> **INSTRUCTIONS FOR THE TASK**
Could you give every record again, exactly as it reads?

* * * *

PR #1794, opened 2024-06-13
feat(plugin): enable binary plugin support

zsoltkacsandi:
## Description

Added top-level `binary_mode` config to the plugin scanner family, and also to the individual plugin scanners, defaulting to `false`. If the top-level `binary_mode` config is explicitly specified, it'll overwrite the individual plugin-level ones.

* * * *

> **YOUR RESPONSE**
PR #1794, opened 2024-06-13
feat(plugin): enable binary plugin support

zsoltkacsandi:
## Description

Added top-level `binary_mode` config to the plugin scanner family, and also to the individual plugin scanners, defaulting to `false`. If the top-level `binary_mode` config is explicitly specified, it'll overwrite the individual plugin-level ones.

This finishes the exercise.